BASILICA DEL STO. NIÑO 

 


The Minor Basilica of the Holy Child (Spanish: Basílica Menor del Santo Niño; Italian: Basilica Minore del Santo Bambino) is a minor basilica in Cebu City in the Philippines that was founded in the 16th century. It is the oldest Roman Catholic church established in the country, purportedly built on the spot where the image of the Santo Niño de Cebú, a statue depicting the Holy Child Jesus was found in 1565 by Spanish explorers led by Miguel Lopez de Legazpi. The image is the same statue given by Ferdinand Magellan to the wife of Rajah Humabon as a gift over forty years before after Humabon's baptism to Christianity on April 14, 1521. It was found by a soldier preserved in a burnt wooden box after Legazpi razed the village of hostile natives.
The present building, which was completed from 1739-1740, has been the sanctuary of the oldest religious image in the country ever since. A full schedule of masses from 5:00 am to 12:00 midnight are held every Friday at the basilica for devotees of the Holy Child Jesus and followers of novena.


COLON STREET 
 Colon Street
Colon Street is a crowded street in downtown Cebu City that is often called the oldest and the shortest national road in the Philippines. It is named after Christopher Columbus. It traces its origins to the town plan by Miguel Lopez de Legazpi, the Spanish conquistador who arrived in the Philippines to establish a colony in 1565.
Colon, a bit run-down now, was the site of fashionable shops, offices and movie houses. It was once the heart of Cebu City's shopping and business activity, but in recent years (specifically during the early 1990s), much of this activity has shifted inland to the more modern, bigger and diverse commercial and business districts now spread in almost all of the urban areas of the city in what used to be considered residential and leisure settlements.


CEBU PROVINCIAL CAPITOL 

Capitol Building
The Cebu Provincial Capitol is the seat of the provincial governance of Cebu. It is a neoclassical edifice organized by Designer Juan Arellano and built by Pedro Siochi & Accompany, Inc. Artefact started in 1937 during the incumbency of Governor Sotero Cabahug and painted one gathering subsequent during the minute of Control Buenaventura Rodriquez.

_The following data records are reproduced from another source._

PR #261, opened 2019-09-30
Add (configurable) Hacktoberfest blast

gnunicorn:
Add a(n optional) blast on the top of the page to advertise cool things - in this case hacktoberfest:
image

image

image

----

It can even be configured: text, link, label and background can easily be set in the `siteConfig`, and all is turned off if the item `blast` isn't present (or set to `false`).

Please not: doccusaurus only allows customizations from v2.0, so the way this works is by us adding the element to the footer and then using css-magic to stick it before any other content and _move all the body_ down by that new element. It is not using any non-spec or heavy performance features but it simple isn't the way you'd do it properly...


gnunicorn:
Indeed forgot to add the file. Pushed.

> Could you also double check formatting on spacing?

How do you mean? I've not indented the inline-styles consciously, because it is one long js-string and they'd be included, but if you prefer it differently, I can do that.

I'd like to use the background for this time around. Solid color could still be used as a generic (and is built in for that purpose) on other occasions.

shawntabrizi:
> How do you mean? I've not indented the inline-styles consciously, because it is one long js-string and they'd be included, but if you prefer it differently, I can do that.

I would just do whatever auto formatting VS code recommends, but its not a big deal. Merge whenever you want.

PR #264, opened 2019-10-01
Fix Overflow from Footer

### LINKED ISSUE #260: width > 100%
For some reason some of our elements float out of the page width (even on very wide screens) on firefox. See the scroll-bar on the bottom. It is not visible what exactly is causing this, but it is present on all pages.

image

shawntabrizi:
Fixes #260 

CC @kaichaosun


website/core/Footer.js
```diff
@@ -132,37 +131,31 @@ class Footer extends React.Component {
...
-        <section className="row">
-          <div className="copyright">{this.props.config.copyright}</div>
-          <a className="item" href="https://www.parity.io/privacy/">Privacy Policy</a>
-          <a className="item" href="#" id="cookie-settings">Cookie Settings</a>
-          <script
-            dangerouslySetInnerHTML={{
-              __html: `
+        <section className="copyright">{this.props.config.copyright}</section>
+
+        <script
```
kaichaosun: Will it be better if put the script near the element?

shawntabrizi: it doesn't matter right?

I could put a comment on the script saying they are related

shawntabrizi: I moved the script right into the `a` tag and also put a note :)

PR #267, opened 2019-10-01
Add hacktoberfest back

kaichaosun:
Notes:
The header will not be fixed. Is this ok? @shawntabrizi

PR #269, opened 2019-10-01
Use margin to show blast

gnunicorn:
Replaces transition on body with margin, which does not break the fixed elements. It however, does influence sticky-positioning and thus this also contains a fix for the menus to align properly. After it, all looks like this (notice how we are both fixed, the menus and klaro float correctly - also when scrolling)

image

superseeds #267


website/core/Footer.js
```diff
@@ -49,6 +46,19 @@ class Blast extends React.Component {
   color: white;
   text-decoration: underline;
 }
+
+body {
+  // let's give it a minimal animation
+  transition: ease 1.5s;
```
gnunicorn: this adds a tiny animation to ease in the top at the load of the page. Not sure we want to have this, considering that one can't "x" it away and it moves the content down by 50px on every page load. Might want to switch it off, even if that means there is a short flicker for re-render on slower/delayed loads of the footer.

gnunicorn:
Sure, I don't mind. Didn't change any of that in this PR though ;) .

Will do tomorrow.

shawntabrizi:
Right, but to me it wasn't so noticeable when it scrolled away during navigation of the page.

Now that it is always there at the top, you feel it more (imo)

It is approved, so merge in whatever you think is right. Just wanted to voice an opinion

PR #271, opened 2019-10-02
Increase Blast `z-index`

shawntabrizi:
Solves this:
image


shawntabrizi:
@gnunicorn c'mon dude. It has to be over 9000...

PR #275, opened 2019-10-02
Replace double quote with single quotes in JS for PoE tutorial

HCastano:
cc @shawntabrizi

### DIFF
--- a/docs/tutorials/creating-your-first-substrate-chain/front-end.md
+++ b/docs/tutorials/creating-your-first-substrate-chain/front-end.md
@@ -20,11 +20,11 @@ substrate-front-end-template
 |
 +-- src
 |   |
-|   +-- index.jsx
+|   +-- index.js
 |   |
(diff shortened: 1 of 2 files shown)


JoshOrndorff:
This is so the linting passes when it is pasted into the front-end-template, right?

shawntabrizi:
yes, otherwise `yarn start` I believe pings the user.

I was hoping that linting would be more passive. Like before I would just auto-format the files I would touch when working on the `substrate-front-end-template`.

However, causing compilation warnings and stuff is a bit more than I would have personally wanted.

JoshOrndorff:
I think it's good that code we're promoting does pass linting, so I'm glad this PR went in. But I agree with you that users who are just playing around and learning don't need to be burdened by an opinionated linter.

Maybe move this convo to this [front-end-template issue](https://github.com/substrate-developer-hub/substrate-front-end-template/issues/54)?

PR #277, opened 2019-10-02
Ben remove blast

gnunicorn:
based off #276

this removes the blast and all the mess we did with the css and instead opt for a slightly highlighted menu item:

image

Merge whenever we find yet another issue with the blast - but only if so.


shawntabrizi:
Replaced with #300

The Cebu Provincial Capitol structure is noticeable with a fundamental stadium and two wings. Beneath the bowl, whose inland is stained with sceneries portraying the sphere and its constituents, is a rotunda with a convenient beg. Staircases emanating from the important entering at the land point lead to this tap from which are hallways with varied flat busy by the diametrical offices of the pokey government. Also come the lobby is the entree to the Interpersonal Hall, a ballroom wainscoted with trine biggest.